RECORDS FOR THE TASK
PR #2399, opened 2020-07-18
fix(focusable-no-name): work with serial virtual nodes

straker:
Part of issue #2183

## Reviewer checks


test/checks/keyboard/focusable-no-name.js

TO DO
From the listing above, extract every line exactly as it stands.

SOLUTION BELOW
PR #2399, opened 2020-07-18
fix(focusable-no-name): work with serial virtual nodes

straker:
Part of issue #2183

## Reviewer checks


test/checks/keyboard/focusable-no-name.js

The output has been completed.